The name for the event that happens to set off an emotion

What is prompting event?

100
This is something you should do for 20-30 minutes multiple times a week and is linked to better mood.

What is exercise?

100

This is the name for the things emotions want us to do.

What are action urges?

100

This is the skill you use when you notice that your emotions/thoughts are extreme because you might be jumping to conclusions or making assumptions.

What is check the facts?

200

This is the internal experience of emotions like racing heart, tightness in your chest, or difficulty breathing.

What are sensations?

200

This is where you focus on eating the right amount (not too much or too little) and focus on eating food that makes you feel energized and emotionally well.

What is balanced eating?

200

Approaching something again and again to build a sense of control and mastery is the opposite action for this emotion.

What is anxiety or fear?

200

This is the skill you use when you have a problem and need to fix it in order to feel better.

What is problem solving?

300

This are things that take place before the prompting event that make it more likely you will have an emotional reaction.

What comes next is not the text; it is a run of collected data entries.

PR #576, opened 2017-10-17
Remove the client span creation

k-simons:
- Happy to close this if we want a more full-fledged solution as mentioned at the bottom of https://github.com/palantir/http-remoting/pull/575
- However curious to hear thoughts on instead of trying to determine the unsubstituted path at the interceptor layer, just no longer create a span on out going client requests
- We will still propagate the tracing headers for the current open span if it exists
- On the incoming server side, determine the unsubstituted path. I believe that currently it will still be an unsafe span name that has substituted path params
- Main thought here is that instead of creating a span for rpc requests on both the client and the incoming server, just create it at the incoming service. There is a very good change that an open span will already exist on the client service. 
- Lose some fidelity in being able to cleanly view network overhead between rpc calls and also lose originating service on rpc call if there is not a currently open span
- More than happy to close this pr if this is the wrong approach, however would still want to salvage some changes to TraceEnrichingFilter.java to close out https://github.com/palantir/http-remoting/issues/566 . Did not fix tests

### DIFF
--- a/jersey-servers/src/main/java/com/palantir/remoting3/servers/jersey/TraceEnrichingFilter.java
+++ b/jersey-servers/src/main/java/com/palantir/remoting3/servers/jersey/TraceEnrichingFilter.java
@@ -17,12 +17,14 @@
 package com.palantir.remoting3.servers.jersey;
 
 import com.google.common.base.Strings;
+import com.google.common.collect.Lists;
 import com.palantir.remoting.api.tracing.Span;
 import com.palantir.remoting.api.tracing.SpanType;
 import com.palantir.remoting.api.tracing.TraceHttpHeaders;
 import com.palantir.remoting3.tracing.Tracer;
 import com.palantir.remoting3.tracing.Tracers;
 import java.io.IOException;
+import java.util.List;
 import java.util.Optional;
 import javax.ws.rs.container.ContainerRequestContext;
 import javax.ws.rs.container.ContainerRequestFilter;
@@ -33,6 +35,7 @@ import javax.ws.rs.core.MultivaluedMap;
 import javax.ws.rs.ext.Provider;
 import org.glassfish.jersey.server.ExtendedUriInfo;
 import org.glassfish.jersey.server.model.Resource;
+import org.glassfish.jersey.uri.UriTemplate;
 
 @Provider
 public final class TraceEnrichingFilter implements ContainerRequestFilter, ContainerResponseFilter {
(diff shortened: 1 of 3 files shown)


jersey-servers/src/main/java/com/palantir/remoting3/servers/jersey/TraceEnrichingFilter.java
```diff
@@ -49,7 +52,8 @@ public void filter(ContainerRequestContext requestContext) throws IOException {
                 .map(Resource::getPath)
                 .orElse("(unknown)");
 
-        String operation = requestContext.getMethod() + " " + path;
+        String operation = requestContext.getMethod() + " "
```
uschi2000, line 55: I don't understand this change. `path` is now unused?

tracing-okhttp3/src/main/java/com/palantir/remoting3/tracing/okhttp3/OkhttpTraceInterceptor.java
```diff
@@ -32,22 +29,10 @@
...
-
-        Response response;
-        try {
-            response = chain.proceed(tracedRequest.build());
-        } finally {
-            Tracer.completeSpan();
-        }
-
-        return response;
+        Request.Builder tracedRequest = request.newBuilder();
```
uschi2000, line 32: This change means that we're losing the root span, don't think that's the desired behavior.

jersey-servers/src/main/java/com/palantir/remoting3/servers/jersey/TraceEnrichingFilter.java
k-simons: Ah yes I missed https://github.com/palantir/http-remoting/pull/544, closing the PR

tracing-okhttp3/src/main/java/com/palantir/remoting3/tracing/okhttp3/OkhttpTraceInterceptor.java
k-simons: To clarify, if the first server already had in an incoming request (which most would), that span would be the root span, so you would be losing the span between the root span the first span on the 2nd service? Not the root span?

uschi2000: If the if the server has one: yes. But not all traces originate from servers.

What are vulnerability factors?

300

This is where you do things like take prescribed medication at the same time each day, go to regular check ups, and go to the doctor when sick.

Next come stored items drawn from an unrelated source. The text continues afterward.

PR #577, opened 2017-10-17
Feign propagated URI templates for tracing

markelliot:


uschi2000:
Yep, this is the hack I had discussed with James, too. Mark, are you sending this is a proof of concept, or do you you think we should implement this? In the latter case, also need Retrofit.

markelliot:
Had some time this morning and implemented the hack you proposed.

markelliot:
(so that we could merge)

markelliot:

What is treating physical illness?

300

Either gently avoiding or approaching with kindness is the opposite action for this emotion.

What is anger?

300

This is a skill you use daily to do small or big things that bring you a feeling of happiness, joy, or peace.

What is pleasant events or accumulating positive experiences?

400

These are what goes through your brain right after a prompting event happens.

What are thoughts?

400

This is where you focus on doing things to improve your sleep like having a bedtime routine, limited screen time before bed, and avoiding drinking things like caffeine before bed.

What is sleep hygiene?

400

Getting active and thinking dialectical thoughts is the opposite action for this emotion.

What is sadness?

400

This is a skill you use daily to help you feel in control, competent, and productive.

What is building mastery?

500

These are things you want to do because of an emotion.

What are action urges?

500

This is where you abstain from things that impact your mood in the moment and the next day.

What is avoiding mood altering drugs and alcohol?

500

Apologizing and trying to repair, changing behavior, and then letting it go and not ruminating on a behavior is the opposite action for this emotion (when it's justified).

What is guilt?

500

This is a skill you use to work towards long-term goals that give you a sense of purpose and align with your values.

What is accumulating positive experiences in the long-term?